Initialize the SparseVector.
Args:
nums (torch.Tensor): A 1D PyTorch tensor representing the sparse vector.
"""
self.indices = nums.nonzero(as_tuple=False).view(-1)
self.values = nums[self.indices]
def dotProduct(self, vec):
"""
Compute the dot product between this SparseVector and another SparseVector.
Args:
vec (SparseVector): Another SparseVector instance.
Returns:
float: The result of the dot product.
"""
# Get the intersection of indices in both vectors
common_indices = torch.intersect1d(self.indices, vec.indices)

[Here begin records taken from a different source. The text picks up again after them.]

Issue #5537, opened 2026-07-28
Add component lifecycle guidance


owenatgov:
## What

Add a page with guidance on our component lifecycle system. This includes writing the content as well as deciding where the page lives and what it includes.

We've previously prototyped a lifecycle page twice:

1. https://github.com/alphagov/govuk-design-system/pull/5471
2. https://github.com/alphagov/govuk-design-system/pull/5481

## Why

So that we have a central page explaining our lifecycle system, in particular the trial tag when used

## Who needs to work on this

Content designer, designer

## Who needs to review this

Content designer, designer

## Done when

- [x] We've decided where the page will live
- [x] We've decided what goes on the page
- [x] We've drafted the content for the page

PR #5481, opened 2026-07-08
[PROTOTYPE] Create component lifecycle and status page

CharlotteDowns:

PR #5573, opened 2026-08-06
Add statuses list to components landing page

querkmachine:
Adds a list providing an overview of all components and their current statuses to the [component landing page](https://deploy-preview-5573--govuk-design-system-preview.netlify.app/components/).

Tied to #5537. 

## Changes
- Updated navigation generator code to include status information about a page.
  - If no status information is defined, the page is assumed to be 'Stable'.
- Added `status-table` partial that renders all children of the current page alongside their status information.
  - This is using the Task list component, as in the spike at #5481. 
- Added `showCategoryStatuses` frontmatter property that determines whether to show the status table. 
  - Because of the overlap in their content (both containing lists of links to child pages), if `showCategoryStatuses` is set it overrides the navigation that would be output by `showSubNav`. 
- Added new Sass partial for handling status tags and callouts together. This is so that status → colour associations can be handled in one place and partially automated by Sass, instead of being split across multiple places. 

### Indirect changes
- Changed the capitalisation of the trial status in frontmatter. It's now sentence case ('Trial'), as this avoids needing to manipulate the formatting of the status text in the component list.
- Removed some old functionality that automatically removed a page from the navigation if it had `status: Draft` in the frontmatter. 
  - This status hasn't been used for some time and it has the potential to conflict with the new lifecycle status functionality. 
  - Removing a page from navigation is still possible using the `ignoreInSitemap` property. 

## Thoughts

My assumption that any page missing status information is automatically 'Stable' is just that: an assumption. I _think_ it makes sense, but maybe there's some edge case I'm not thinking of.

### DIFF
--- a/src/stylesheets/main.scss
+++ b/src/stylesheets/main.scss
@@ -373,7 +373,7 @@ ul.app-status-callout__list {
 
 // Lifecycle status overview tables
 .app-status-table {
-  margin-top: govuk-spacing(5);
+  @include govuk-responsive-margin(7, $direction: top);
 }
 
 // REMOVE EACH RULE BELOW WHEN GOV.UK FRONTEND V6.0.0 IS RELEASED
--- a/src/stylesheets/main.scss
+++ b/src/stylesheets/main.scss
@@ -371,6 +371,11 @@ ul.app-status-callout__list {
   list-style-type: none;
 }
 
+// Lifecycle status overview tables
+.app-status-table {
+  margin-top: govuk-spacing(5);
+}
+
 // REMOVE EACH RULE BELOW WHEN GOV.UK FRONTEND V6.0.0 IS RELEASED
 // AND USED ON THE SITE
 
--- a/src/stylesheets/main.scss
+++ b/src/stylesheets/main.scss
@@ -350,32 +350,6 @@ pre .language-plaintext {
   margin: 0;
 }
 
-// Lifecycle status callouts (inherits from inset text component)
-.app-status-callout {
-  &.app-status-callout--trial {
-    border-left-color: govuk-colour("orange");
-    background-color: govuk-colour("orange", $variant: "tint-95");
-  }
-}
-
-.app-status-callout__tag {
-  margin-bottom: govuk-spacing(1);
-}
-
-// Element name is included here as this needs higher specificity to override
-// the styles applied by .app-prose-scope
-//
-// stylelint-disable-next-line selector-no-qualifying-type
-ul.app-status-callout__list {
-  padding-left: 0;
-  list-style-type: none;
-}
-
-// Lifecycle status overview tables
-.app-status-table {
-  @include govuk-responsive-margin(7, $direction: top);
-}
-
 // REMOVE EACH RULE BELOW WHEN GOV.UK FRONTEND V6.0.0 IS RELEASED
 // AND USED ON THE SITE
 
--- a/lib/navigation.js
+++ b/lib/navigation.js
@@ -34,12 +34,8 @@ module.exports = (config) => (files, metalsmith, done) => {
     for (const itemPath of itemPaths) {
       const frontmatter = files[itemPath]
 
-      // Do not show drafts or ignored pages in navigation
-      if (
-        !frontmatter ||
-        frontmatter.status === 'Draft' ||
-        frontmatter.ignoreInSitemap
-      ) {
+      // Do not show ignored pages in navigation
+      if (!frontmatter || frontmatter.ignoreInSitemap) {
         continue
       }
 
--- a/lib/navigation.js
+++ b/lib/navigation.js
@@ -39,6 +39,13 @@ module.exports = (config) => (files, metalsmith, done) => {
         continue
       }
 
+      // Prepare status information, if present. Otherwise, assume 'Stable'
+      const statusLabel = frontmatter.status
+        ? typeof frontmatter.status === 'string'
+          ? frontmatter.status
+          : frontmatter.status?.type
+        : 'Stable'
+
       item.items ??= []
 
       // Add subitem to navigation
@@ -47,6 +54,11 @@ module.exports = (config) => (files, metalsmith, done) => {
         label: frontmatter.title,
         order: frontmatter.order,
         theme: frontmatter.theme,
+        status: {
+          text: statusLabel,
+          classes:
+            statusLabel === 'Trial' ? 'govuk-tag--orange' : 'govuk-tag--blue'
+        },
 
         // Override Markdown extracted headings plugin (optional)
         headings:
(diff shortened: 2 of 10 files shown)


querkmachine:
Huh, bit of weirdness here where it's working locally but rendering as empty on deploy. 

Edit: Sorted.

owenatgov:
Looks grand! I've got some takes on your thoughts and a little beyond:

## Status tag colour maintenance

I agree with your assessment that keeping the style in sync with the name of the status is a pain. Ideally the name of the status should mean one thing.

I think your idea to style the tag ourselves rather than try to play keepy uppy with the organge colour modifier makes sense. Off the top of my head we could create a modifier specific to the orange colour, something like `app-status-callout__tag--trial` which `extends` `govuk-tag--orange`. This is also a case for making the [tag colour mixins](https://github.com/alphagov/govuk-frontend/blob/96339366a864f4937de36ee85af7abe99b613274/packages/govuk-frontend/src/govuk/components/tag/_mixin.scss#L8-L36) public, but not one for now.

If it helps with reducing duplication, I've got a branch that I'm planning on to turning into a spike PR today which adds a variable to the frontmatter of a page at build time at the same time it adds to the navigation data for the same page. Potentially you could duplicate that for this, building out a given page's `status` data to make rendering easier as well as adding it to navigation.

The only other thought I have here is that this might be a case for making a separate status tag macro which is basically a tag component with some stuff prefilled based on status eg: passing it 'trial' auto-fills it with the data and classes we want. That feels a little overkill though.

## What stable means

My take on this is that for now I think that's a fair and safe assumption that no status frontmatter == stable. I think as we build on and use this system over time we can expand on that.

An edge case I'm thinking of is if a specific feature or bit of guidance is trial-worthy and we want to target only that, but the component is otherwise stable, so we might want to have a specific tag for that. I don't think we need to worry too much about building to account for that possibility right now though.

## Where this page lives/how we deliver this info

So the original thinking behind this table was for it to live on the as-yet-to-be-added lifecycle system page. Obviously that page doesn't exist yet and we need to check in with @CharlotteDowns about if we still want it on that page. This spike was intended to see if we can do it or not, which we more or less can 💪🏻

I think putting the components list on the components landing page makes sense, but I wonder if there'll ever be a need to see everything that could have a status (including patterns?) on one table in a different page. I don't think that would be especially challenging as we just replace where we loop through all the parent nav items with specific sections. What is tricky is the fact we do a double render for different parts of the website and so nav data won't be available in page content.

Related, I'm also wondering if there are other ways we can deliver this info eg: what if we tagged sidebar nav items? That's out of scope for now ofc but would be interesting to revisit, pending input from @CharlotteDowns or any other team designers.

src/stylesheets/main.scss
```diff
@@ -371,6 +371,11 @@ ul.app-status-callout__list {
   list-style-type: none;
 }
 
+// Lifecycle status overview tables
+.app-status-table {
+  margin-top: govuk-spacing(5);
```
NickColley:
```suggestion
  margin-top: govuk-spacing(6);
```

**Non-blocking**

When you compare the spacing of this to other pages (e.g. distance between paragraphs and examples (30px)) it feels a bit tight.

So adding 5px (30px) makes it feel more consistent, but could even go higher to 40px for more breathing room.

querkmachine: This value comes from the category nav, which the status table is a pseudo replacement for.

https://github.com/alphagov/govuk-design-system/blob/main/src/stylesheets/components/_category-nav.scss#L3-L4

That nav is only displayed on mobile though, so it likely does use tighter spacing than we'd prefer on larger screens. I still think it makes sense to keep them consistent, though, and change them in both places if we do.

# Compute the dot product for common indices
result = 0
for i in common_indices:
result += self.values[i] * vec.values[i]
return result
# Test cases
def test_sparse_vector():
# Test case 1
nums1 = torch.tensor([1, 0, 0, 2, 3], dtype=torch.float32)
nums2 = torch.tensor([0, 3, 0, 4, 0], dtype=torch.float32)
v1 = SparseVectorTorch(nums1)
v2 = SparseVectorTorch(nums2)
assert v1.dotProduct(v2) == 8, "Dot product calculation is incorrect."
# Test case 2
nums1 = torch.tensor([0, 1, 0, 0, 0], dtype=torch.float32)
nums2 = torch.tensor([0, 0, 0, 0, 2], dtype=torch.float32)
v1 = SparseVectorTorch(nums1)
v2 = SparseVectorTorch(nums2)
assert v1.dotProduct(v2) == 0, "Dot product calculation is incorrect."